Stasera alle 21,30 su La7d We Want Sex di Nigel Cole

  • Anno: 2010
  • Durata: 110'
  • Distribuzione: Lucky Red
  • Genere: Drammatico
  • Nazionalita: Gran Bretagna
  • Regia: Nigel Cole
  • Data di uscita: 03-December-2010

Ispirato a fatti realmente accaduti, il film racconta lo sciopero del 1968 di 187 operaie alle macchine da cucire della Ford di Dagenham

We Want Sex (Made in Dagenham) è un film del 2010 diretto da Nigel Cole. Tra gli interpreti principali figurano Sally Hawkins, Bob Hoskins, Miranda Richardson e Rosamund Pike. Il film ha ottenuto 4 candidature ai British Independent Film Awards 2010.

Ispirato a fatti realmente accaduti, il film racconta lo sciopero del 1968 di 187 operaie alle macchine da cucire della Ford di Dagenham.
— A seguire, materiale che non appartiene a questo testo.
PR #1515, opened 2025-01-07
Add CUTLASS-based W4A4

gau-nernst:
Closes #1406

Thanks to #880, we now have a CUTLASS (3.6.0) copy in torchao. Adding W4A4 is pretty straight-forward, similar to how W4A8 is done. ~~This is largely copied from my other repo, so I didn't exactly follow @alexsamardzic's style. Requesting a first round of review.~~
- Update: Thanks to @alexsamardzic's refactoring efforts, now W4A8 and W4A4 share most of the code, with template instantiation for each GEMM type.

Note: this is more for doing experiments with W4A4 easier. Personally I don't think it's too useful at the moment, since W4A4 accuracy is probably quite bad.

TODO:
- [x] Hook up to AQT
- [x] Benchmark script and get benchmark results for A100 and 4090
- [ ] (Maybe) Do some tuning + heuristics based on problem size

<details>
<summary><b>A100 SXM4</b> (from vast.ai)</summary>

|   m |     k |     n |   fp16_latency (ms) |   W4A8 latency (ms) |   W4A8 speedup (d/s) |   W4A4 latency (ms) |   W4A4 speedup (d/s) |
|----:|------:|------:|--------------------:|--------------------:|---------------------:|--------------------:|---------------------:|
|   1 |  8192 |  8192 |             110.592 |              51.2   |              2.16    |              38.912 |              2.84211 |
|   1 |  8192 | 10240 |             123.904 |              56.32  |              2.2     |              45.056 |              2.75    |
|   1 |  8192 | 57344 |             569.344 |             206.848 |              2.75248 |             156.672 |              3.63399 |
|   1 | 28672 |  8192 |             299.008 |             107.52  |              2.78095 |              92.16  |              3.24444 |
|   2 |  8192 |  8192 |             108.544 |              50.176 |              2.16327 |              38.912 |              2.78947 |
|   2 |  8192 | 10240 |             129.024 |              57.344 |              2.25    |              45.056 |              2.86364 |
|   2 |  8192 | 57344 |             581.632 |             206.848 |              2.81188 |             157.696 |              3.68831 |
|   2 | 28672 |  8192 |             293.888 |             107.52  |              2.73333 |              92.16  |              3.18889 |
|   4 |  8192 |  8192 |             109.568 |              50.176 |              2.18367 |              38.912 |              2.81579 |
|   4 |  8192 | 10240 |             130.048 |              57.344 |              2.26786 |              45.056 |              2.88636 |
[...]

PR #1545, opened 2025-01-10
Refactor s8s4_linear_cutlass()

alexsamardzic:


alexsamardzic:
Refactored the code so that it is easier to extend it with combinations of quantized operands data types other than W4A8, like one proposed in #1515.  Disadvantage: compilation time increased.

drisspg (approved):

Costrette a lavorare in condizioni precarie per molte ore e a discapito delle loro vite familiari, le donne, guidate da Rita O’Grady, protestarono contro la discriminazione sessuale e per la parità di retribuzione.

Pagate come operaie non qualificate, le lavoratrici attuarono uno sciopero che riuscì ad attirare l’attenzione dei sindacati e della collettività, trovando infine l’appoggio del ministro Barbara Castle, pronta a lottare con loro contro una legge iniqua e obsoleta.

We Want Sex è una commedia vibrante e femminista full British, che ci riporta alla cronaca operaia sessantottina

We Want Sex è una commedia vibrante e femminista full British, che ci riporta alla cronaca operaia sessantottina (ed è davvero un fatto positivo questo). Il titolo italiano non del tutto improprio, visto che riprende ciò che era stato giustamente pennellato su uno striscione emblema della lotta (We want sex equality) rimodellato e preso in prestito forse un po’ furbescamente per stimolare alla visione una più larga fetta di pubblico, probabilmente ha ottenuto invece l’effetto contrario disorientando, e l’incasso alla fine non è stato certamente all’altezza non solo delle aspettative, ma anche del merito, ed è un vero peccato.

Pur trattando temi importanti, è un film accattivante e leggero; Nigel Cole (che non è Ken LoachPeter Mullan, ma nemmeno Mike Leigh, come ben sappiamo), già autore di opere come L’erba di Grace e Calendar Girl, è uno specialista in questo campo (impegno tematico, certo, ma con un occhio al risultato anche “di cassetta” del progetto).

La sua particolare rappresentazione delle cose è infatti capace di  “costruire” e di veicolare  emozioni mentre documenta eventi che, come in questo caso, segnarono addirittura la Storia (quella con la S maiuscola) più che delle lotte sindacali tout court (fabbrica Ford di Dagenham in Gran Bretagna, nello specifico, anno di grazia 1968), e lo fa con gusto e una nonchalance che avvicinano il suo cinema a Full Monty o a Grazie, Signora Thatcher.

Nel complesso una piacevole e divertente pellicola, che si poggia su un’ottima idea e un ritmo efficace

Perfette atmosfere e scoppiettanti dialoghi, perché qui certamente si riflette e si pensa, ma si ride anche spesso e ci si commuove a volte, in un caleidoscopio di situazioni sempre gustose e accattivanti, stimolate dalla grintosa forza e determinazione di un formidabile gruppo di donne passionali, colorate e dalle indimenticabili acconciature cotonate perfettamente corrispondenti a quelle in uso in quel periodo.

Nel complesso una piacevole e divertente pellicola, che si poggia su un’ottima idea e un ritmo efficace della messa in scena che “fa sul serio”, anche per la scelta del soggetto: la questione interessante che permette di affrontare è alla fine proprio il rapporto fra pubblico, fruitore e realtà rappresentata sullo schermo, dove la scommessa sembra essere quella di far diventare merce narrativa un avvenimento di portata storica, ma per tramandarlo ai posteri in una nuova, più accattivante forma.